Ai consumatori dovranno essere offerti conti di base da tutti gli enti creditizi o da un numero di enti creditizi sufficiente a garantirne l'accesso a tutti i consumatori nel loro territorio e a evitare distorsioni della concorrenza, comunque non solo da enti creditizi che offrono funzioni solo online. Tra i servizi collegati ai conti di pagamento di base dovrebbero essere inclusi il deposito di fondi e il prelievo di denaro contante. È opportuno che i consumatori possano effettuare le operazioni di pagamento essenziali, ad esempio l'accredito dello stipendio o di altre prestazioni, il pagamento di fatture o imposte e l'acquisto di beni e servizi, anche ricorrendo ad addebiti diretti, a bonifici, e all'uso di una carta di pagamento.

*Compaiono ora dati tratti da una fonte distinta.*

PR #1010, opened 2024-03-22
[Thresholding RTL] Prepend dummy threshold for narrow range quantization

azizb-xlnx:
binary-search thresholding RTL expects 2^N-1 thresholds, however, Brevitas implements signed activations using "narrow range" which drops one quantized values to keep the symmetry around 0. to get around this, we prepend a dummy threshold and offset the bias by -1.


auphelia (approved):
Thanks, @azizb-xlnx !

preusser (approved):

Issue #875, opened 2023-08-17
Thresholds remain too large for their DataType after RoundAndClipThresholds


hleblevec:
## Quick summary
RoundAndClipThresholds behave so thresholds values will be clipped to 1 more or 1 less than the maximum and minimum values defined by the DataType, which may lead to an error during HLS code generation.

## Details
After switching to dev branch (commit hash "fd72d48410c040ae8f715919e65ec731580235ce"), I experienced an error during the "step_hls_codegen": 

```
Traceback (most recent call last):
  File "/home/hlebleve/finn/src/finn/builder/build_dataflow.py", line 158, in build_dataflow_cfg
    model = transform_step(model, cfg)
  File "/home/hlebleve/finn/src/finn/builder/build_dataflow_steps.py", line 488, in step_hls_codegen
    model = model.transform(PrepareIP(cfg._resolve_fpga_part(), cfg._resolve_hls_clk_period()))
  File "/home/hlebleve/finn/deps/qonnx/src/qonnx/core/modelwrapper.py", line 140, in transform
    (transformed_model, model_was_changed) = transformation.apply(transformed_model)
  File "/home/hlebleve/finn/src/finn/transformation/fpgadataflow/prepare_ip.py", line 86, in apply
    _codegen_single_node(node, model, self.fpgapart, self.clk)
  File "/home/hlebleve/finn/src/finn/transformation/fpgadataflow/prepare_ip.py", line 53, in _codegen_single_node
    inst.code_generation_ipgen(model, fpgapart, clk)
  File "/home/hlebleve/finn/src/finn/custom_op/fpgadataflow/hlscustomop.py", line 288, in code_generation_ipgen
    self.generate_params(model, path)
  File "/home/hlebleve/finn/src/finn/custom_op/fpgadataflow/thresholding_batch.py", line 445, in generate_params
    self.make_weight_file(thresholds, "hls_header", weight_filename)
  File "/home/hlebleve/finn/src/finn/custom_op/fpgadataflow/thresholding_batch.py", line 350, in make_weight_file
    assert np.vectorize(tdt.allowed)(
AssertionError: Thresholds can't be expressed with type UINT4
```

Spese trasparenti e «ragionevoli»

I prestatori di servizi di pagamento dovranno fornire ai consumatori le informazioni precontrattuali attraverso un documento standard, in ordine alle spese del conto di pagamento. I prestatori avranno altresì l'obbligo di fornire gratuitamente al consumatore, almeno una volta all'anno, un riepilogo di tutte le spese sostenute, nonché informazioni con riguardo ai tassi di interesse per i servizi collegati al conto di pagamento.

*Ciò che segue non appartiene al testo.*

Issue #998, opened 2024-03-11
StreamingFIFO count width mismatch between Python and RTL


lecramdev:
During RTL generation in StreamingFIFO, the $COUNT_RANGE$ variable in the template for the is set to "clog2(depth-1)-1" but in Q_srl.v, the count and maxcount signals are set to "clog2(depth)". Verilator only emits a warning but during FIFO estimation with RTL simulation, the maxcount output overflows if the buffer too small. The output is then zero and the FIFO is removed from the graph. This is a problem especially in larger networks with skip connections.

auphelia:
Hi @lecramdev,

Thanks for making us aware of this! This is indeed a bug; to represent a count within 0 ≤ count ≤ depth, you actually need a counter of width `$clog2(depth+1)`. The range would then be `[$clog2(depth+1)-1:0]`.

We really appreciate contributions from the community, would you like to submit a solution for the bug to the repo? You could create a PR targeting `dev`, here are the [contribution guidelines](https://github.com/Xilinx/finn/blob/main/CONTRIBUTING.md).

PR #1044, opened 2024-04-17
Bug fix for FIFO count range mismatch between Python and RTL

auphelia:
This PR introduces a new parameter in the RTL implementation of the StreamingFIFO component which propagates the count width value from the code generation in Python to the verilog component. 
Bug fix for https://github.com/Xilinx/finn/issues/998.

### DIFF
--- a/finn-rtllib/fifo/hdl/Q_srl.v
+++ b/finn-rtllib/fifo/hdl/Q_srl.v
@@ -73,8 +73,9 @@ module Q_srl (clock, reset, i_d, i_v, i_r, o_d, o_v, o_r, count, maxcount);
 
    parameter depth = 16;   // - greatest #items in queue  (2 <= depth <= 256)
    parameter width = 16;   // - width of data (i_d, o_d)
+   parameter countwidth = $clog2(depth + 1);
 
-   parameter addrwidth = $clog2(depth);
+   localparam addrwidth = $clog2(depth);
 
    input     clock;
    input     reset;
@@ -89,10 +90,10 @@ module Q_srl (clock, reset, i_d, i_v, i_r, o_d, o_v, o_r, count, maxcount);
    input              o_r;	// - output stream ready
    wire               o_b;	// - output stream back-pressure
 
-   output [addrwidth:0] count;  // - output number of elems in queue
-   output [addrwidth:0] maxcount;  // - maximum observed count since reset
+   output [countwidth-1:0] count;  // - output number of elems in queue
+   output [countwidth-1:0] maxcount;  // - maximum observed count since reset
 
-   reg [addrwidth:0] maxcount_reg;  // - maximum count seen until now
+   reg [countwidth-1:0] maxcount_reg;  // - maximum count seen until now
    reg    [addrwidth-1:0] addr, addr_, a_;		// - SRL16 address
 							//     for data output
    reg 			  shift_en_;			// - SRL16 shift enable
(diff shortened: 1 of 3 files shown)


src/finn/custom_op/fpgadataflow/rtl/streamingfifo_rtl.py
```diff
@@ -95,12 +95,13 @@ def generate_hdl(self, model, fpgapart, clk):
         code_gen_dict["$TOP_MODULE_NAME$"] = topname
         # make instream width a multiple of 8 for axi interface
         in_width = self.get_instream_width_padded()
-        count_width = int(self.get_nodeattr("depth") - 1).bit_length()
+        count_width = int(self.get_nodeattr("depth") + 1).bit_length()
```
preusser, line 98: No more `+1` needed. `bit_length()` already performs the correct computation:
```
>>> int(16).bit_length()
5
>>> int(15).bit_length()
4
```
The former code was really only off by one.

finn-rtllib/fifo/hdl/fifo_template.v
```diff
@@ -53,7 +53,8 @@ output  $OUT_RANGE$ out_V_TDATA
 
 Q_srl #(
 .depth($DEPTH$),
-.width($WIDTH$)
+.width($WIDTH$),
+.countwidth($COUNT_WIDTH$)
```
preusser, line 57: I don't see the need for overriding this parameter. The default computation in `Q_srl` itself looks just fine to me.

finn-rtllib/fifo/hdl/Q_srl.v
```diff
@@ -73,8 +73,9 @@ module Q_srl (clock, reset, i_d, i_v, i_r, o_d, o_v, o_r, count, maxcount);
 
    parameter depth = 16;   // - greatest #items in queue  (2 <= depth <= 256)
    parameter width = 16;   // - width of data (i_d, o_d)
+   parameter countwidth = $clog2(depth + 1);
```
preusser, line 76: Is there a need to allow overriding this parameter?
Wouldn't a `localparam` (just like `addrwidth`) for an internal computation suffice?

src/finn/custom_op/fpgadataflow/rtl/streamingfifo_rtl.py
```diff
@@ -95,12 +95,13 @@ def generate_hdl(self, model, fpgapart, clk):
...
         code_gen_dict["$COUNT_RANGE$"] = "[{}:0]".format(count_width - 1)
         code_gen_dict["$IN_RANGE$"] = "[{}:0]".format(in_width - 1)
         code_gen_dict["$OUT_RANGE$"] = "[{}:0]".format(in_width - 1)
         code_gen_dict["$WIDTH$"] = str(in_width)
         code_gen_dict["$DEPTH$"] = str(self.get_nodeattr("depth"))
+        code_gen_dict["$COUNT_WIDTH$"] = count_width
```
preusser, line 104: If the `count_width` configuration is dropped above, this substitution will become obsolete.

preusser (changes requested):

src/finn/custom_op/fpgadataflow/rtl/streamingfifo_rtl.py
auphelia: Updated with latest commit to `count_width = int(self.get_nodeattr("depth")).bit_length()`

src/finn/custom_op/fpgadataflow/rtl/streamingfifo_rtl.py
auphelia: `countwidth` is not template parameter anymore, deleted from code generation.

preusser (approved):
Thanks, @auphelia!
All great.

Relativamente alle spese del conto di base, i suoi i servizi minimi dovranno essere offerti a titolo gratuito o per una spesa ragionevole. Secondo quanto previsto dalla direttiva, la ragionevolezza della spese deve tenere conto almeno dei livelli di reddito nazionali e delle spese medie addebitate dagli enti creditizi nello Stato membro interessato, per i servizi forniti sui conti di pagamento.

Trasferimenti dei conti

In relazione alla disciplina sul trasferimento dei conti di pagamento, i principi stabiliti nel 2008 dallo European Banking Industry Committee forniscono un modello di meccanismo per il trasferimento tra conti di pagamento offerti da banche situate nello stesso Stato membro. Tuttavia, data la loro natura non vincolante, tali principi sono stati applicati in modo non uniforme nell'Unione, con risultati inefficaci. Inoltre, detti principi disciplinano solo il trasferimento del conto di pagamento a livello nazionale e non riguardano il trasferimento transfrontaliero. In tal senso, la nuova direttiva impone ai prestatori l'obbligo di offrire ai consumatori una procedura chiara, veloce e certa per trasferire i conti di pagamento, compresi i conti di pagamento con caratteristiche di base.

Tutele contro le perdite

Il legislatore europeo protegge inoltre i consumatori da perdite finanziarie, comprese le spese e gli interessi, causate da eventuali errori commessi dai prestatori di servizi di pagamento interessati dal processo di trasferimento; i consumatori dovranno pertanto essere sollevati dalle perdite finanziarie derivanti dal pagamento di spese supplementari, interessi o altri oneri nonché sanzioni pecuniarie, penali o qualsiasi altro tipo di danno finanziario a causa del ritardo nell'esecuzione del pagamento.